• [What the exercise asks]: Line by line, transcribe the records exactly.

• [Task data]:
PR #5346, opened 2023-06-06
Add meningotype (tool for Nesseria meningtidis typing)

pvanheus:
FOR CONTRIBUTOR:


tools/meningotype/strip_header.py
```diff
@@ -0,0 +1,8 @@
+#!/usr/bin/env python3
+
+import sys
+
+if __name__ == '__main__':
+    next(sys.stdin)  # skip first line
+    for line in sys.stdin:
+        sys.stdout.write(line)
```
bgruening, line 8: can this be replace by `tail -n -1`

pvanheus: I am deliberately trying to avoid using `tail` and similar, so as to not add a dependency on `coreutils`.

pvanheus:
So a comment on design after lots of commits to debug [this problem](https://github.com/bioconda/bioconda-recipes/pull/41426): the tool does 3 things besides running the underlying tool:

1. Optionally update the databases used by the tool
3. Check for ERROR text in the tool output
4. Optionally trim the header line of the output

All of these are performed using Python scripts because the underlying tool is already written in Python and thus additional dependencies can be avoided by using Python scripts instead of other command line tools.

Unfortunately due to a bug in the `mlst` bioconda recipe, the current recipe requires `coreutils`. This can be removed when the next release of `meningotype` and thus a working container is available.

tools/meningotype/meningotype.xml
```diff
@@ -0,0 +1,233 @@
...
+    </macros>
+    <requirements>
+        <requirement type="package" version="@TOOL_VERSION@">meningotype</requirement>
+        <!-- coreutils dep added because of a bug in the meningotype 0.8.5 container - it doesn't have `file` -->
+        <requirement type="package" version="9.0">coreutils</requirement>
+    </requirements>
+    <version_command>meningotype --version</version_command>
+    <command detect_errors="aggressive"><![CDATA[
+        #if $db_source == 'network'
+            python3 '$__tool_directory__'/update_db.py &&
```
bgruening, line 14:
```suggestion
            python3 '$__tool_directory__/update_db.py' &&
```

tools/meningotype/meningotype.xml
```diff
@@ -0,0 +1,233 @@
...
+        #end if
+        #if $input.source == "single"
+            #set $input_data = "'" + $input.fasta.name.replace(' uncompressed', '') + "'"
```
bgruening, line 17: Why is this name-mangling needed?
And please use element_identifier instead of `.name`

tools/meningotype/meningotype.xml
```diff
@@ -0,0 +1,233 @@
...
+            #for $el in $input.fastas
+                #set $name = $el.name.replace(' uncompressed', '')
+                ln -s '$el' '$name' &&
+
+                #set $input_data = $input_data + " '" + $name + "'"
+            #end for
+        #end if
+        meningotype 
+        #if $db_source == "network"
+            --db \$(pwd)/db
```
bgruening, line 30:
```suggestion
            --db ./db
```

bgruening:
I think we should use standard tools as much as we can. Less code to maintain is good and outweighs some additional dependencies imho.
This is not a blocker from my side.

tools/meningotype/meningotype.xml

• [Solution to this task]:
PR #5346, opened 2023-06-06
Add meningotype (tool for Nesseria meningtidis typing)

pvanheus:
FOR CONTRIBUTOR:


tools/meningotype/strip_header.py
```diff
@@ -0,0 +1,8 @@
+#!/usr/bin/env python3
+
+import sys
+
+if __name__ == '__main__':
+    next(sys.stdin)  # skip first line
+    for line in sys.stdin:
+        sys.stdout.write(line)
```
bgruening, line 8: can this be replace by `tail -n -1`

pvanheus: I am deliberately trying to avoid using `tail` and similar, so as to not add a dependency on `coreutils`.

pvanheus:
So a comment on design after lots of commits to debug [this problem](https://github.com/bioconda/bioconda-recipes/pull/41426): the tool does 3 things besides running the underlying tool:

1. Optionally update the databases used by the tool
3. Check for ERROR text in the tool output
4. Optionally trim the header line of the output

All of these are performed using Python scripts because the underlying tool is already written in Python and thus additional dependencies can be avoided by using Python scripts instead of other command line tools.

Unfortunately due to a bug in the `mlst` bioconda recipe, the current recipe requires `coreutils`. This can be removed when the next release of `meningotype` and thus a working container is available.

tools/meningotype/meningotype.xml
```diff
@@ -0,0 +1,233 @@
...
+    </macros>
+    <requirements>
+        <requirement type="package" version="@TOOL_VERSION@">meningotype</requirement>
+        <!-- coreutils dep added because of a bug in the meningotype 0.8.5 container - it doesn't have `file` -->
+        <requirement type="package" version="9.0">coreutils</requirement>
+    </requirements>
+    <version_command>meningotype --version</version_command>
+    <command detect_errors="aggressive"><![CDATA[
+        #if $db_source == 'network'
+            python3 '$__tool_directory__'/update_db.py &&
```
bgruening, line 14:
```suggestion
            python3 '$__tool_directory__/update_db.py' &&
```

tools/meningotype/meningotype.xml
```diff
@@ -0,0 +1,233 @@
...
+        #end if
+        #if $input.source == "single"
+            #set $input_data = "'" + $input.fasta.name.replace(' uncompressed', '') + "'"
```
bgruening, line 17: Why is this name-mangling needed?
And please use element_identifier instead of `.name`

tools/meningotype/meningotype.xml
```diff
@@ -0,0 +1,233 @@
...
+            #for $el in $input.fastas
+                #set $name = $el.name.replace(' uncompressed', '')
+                ln -s '$el' '$name' &&
+
+                #set $input_data = $input_data + " '" + $name + "'"
+            #end for
+        #end if
+        meningotype 
+        #if $db_source == "network"
+            --db \$(pwd)/db
```
bgruening, line 30:
```suggestion
            --db ./db
```

bgruening:
I think we should use standard tools as much as we can. Less code to maintain is good and outweighs some additional dependencies imho.
This is not a blocker from my side.

tools/meningotype/meningotype.xml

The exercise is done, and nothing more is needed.